Au terme d'une audience avec la Confédération portugaise du tourisme (CTP), Rui Rio n'a pas souhaité faire un bilan du plan de restructuration gouvernemental de la compagnie aérienne, précisant qu'il ne sera présenté qu'au PSD aujourd'hui lors d'une réunion à 15h30.

Cependant, le président du PSD a exigé que le gouvernement donne des garanties aux Portugais que, s'ils injectent «encore 3 milliards d'euros, 300 euros pour chaque Portugais», l'entreprise n'aura pas les mêmes problèmes que par le passé, faisant référence, par exemple , grèves pour augmentation de salaire ou «inégalité» dans l'accès au licenciement des travailleurs de la TAP par rapport aux autres Portugais.

Interrogé sur la question de savoir si le PSD défend la liquidation de l'entreprise si le plan ne fournit pas cette garantie, Rio a répondu par l'affirmative.

«Oui, si le plan de restructuration ne parvient pas à avoir des réponses capables qui nous garantissent qu'à l'avenir, ce ne sera pas la même chose que ce que nous avions dans le passé, c'est évident. Avoir dans le futur ce que nous avions dans le passé, je pense que c'est dramatique pour les finances publiques portugaises », a-t-il répondu.

Interrogé sur les garanties qu'il demande au gouvernement, le président du PSD a estimé que c'est l'exécutif qui doit répondre qu'il existe «un plan de restructuration raisonnablement bien fait et peu crédible».

"C'est le gouvernement qui doit nous convaincre – pour nous, le PSD et le pays – que si nous investissons maintenant 3 milliards d'euros et que chaque Portugais donne 300 euros supplémentaires, à l'avenir, c'est fini et TAP devient une entreprise rentable" , a-t-il affirmé, soulignant que, même lorsque le tourisme «était en hausse, la TAP continuait à faire des pertes», a-t-il déclaré.

Rio s'est félicité que le gouvernement ait «reculé» dans l'intention présumée de soumettre le plan de restructuration de TAP à un vote au parlement et a estimé que l'exécutif serait le plus responsable de la décision qu'il prendra sur l'avenir de l'entreprise.

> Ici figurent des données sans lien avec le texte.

PR #2080, opened 2025-08-20
fix(core/category-filter): fixed automatic focus in filter when filterState is set programmatically

GayatriK2002:

- When the filterState property of the category filter component is set programmatically (e.g., through code), the input element automatically receives focus, even if the focus was previously on another element outside the category filter component.
- This behavior occurs regardless of whether the input element was already focused or not.
- The unexpected focus change can disrupt the user experience and cause confusion.

- The category filter component has been updated to prevent the input element from automatically receiving focus when the filterState is set programmatically.

## 🏁 Checklist

## 👨‍💻 Help & support


packages/core/src/components/category-filter/category-filter.tsx
nuke-ellington, line 1: This will only work if the input is already focused. If the the user clicks the dropdown or navigates it via keyboard this will the focus will not work anymore.
Maybe we can extract the focus logic from `addToken` and add it to the respective event handlers only.

nuke-ellington (changes requested):

packages/core/src/components/category-filter/category-filter.tsx
GayatriK2002: Yes, you are right. I have updated the code now

danielleroux (approved):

«Dans quelle mesure le pays peut-il être sûr qu'il réinvestira autant d'argent dans TAP et que, après quelques mois, il n'aura pas de grèves de l'un ou l'autre, comme c'est le cas pour toute l'histoire de TAP au fil des ans?», A-t-il demandé, ajoutant que, lors des récents processus de mise à pied, l'entreprise a décidé de ne pas appliquer les mêmes réductions de salaire que tous les autres travailleurs.

Rui Rio a souligné que ce sont des problèmes comme ceux-ci qui ont conduit le précédent gouvernement PSD / CDS-PP à privatiser l'entreprise, regrettant que l'exécutif socialiste actuel ait annulé cette décision.

«Seulement maintenant, dans ce plan, c'est 3 milliards d'euros, c'est 300 euros pour chaque Portugais en moyenne. Si on ajoute à cela la Nouvelle Banque et ces trous l'un après l'autre, les Portugais paient bien plus pour cela que pour le système de santé et d'éducation (…) Il doit y avoir de la morale et les Portugais ne peuvent pas marcher à genoux en payant tout cela », a-t-il souligné.

Le gouvernement discute du plan de restructuration de la TAP avec les partis disposant de sièges parlementaires, lors de réunions parlementaires à huis clos entre mercredi et aujourd'hui, après s'être réunis mardi soir en conseil des ministres extraordinaire.

La présentation du plan de restructuration de la TAP à la Commission européenne jusqu'à aujourd'hui est une exigence de la Commission européenne, pour l'octroi d'un prêt d'État à hauteur de 1200 millions d'euros, pour faire face aux difficultés de l'entreprise, résultant de l'impact de la pandémie de 19 dans le secteur de l'aviation.

Le plan prévoit le licenciement de 500 pilotes, 750 personnels de cabine et 750 travailleurs au sol, une réduction de 25% de la masse salariale du groupe et du nombre d'avions qui composent la flotte de l'entreprise, ont indiqué les syndicats qui les représentent.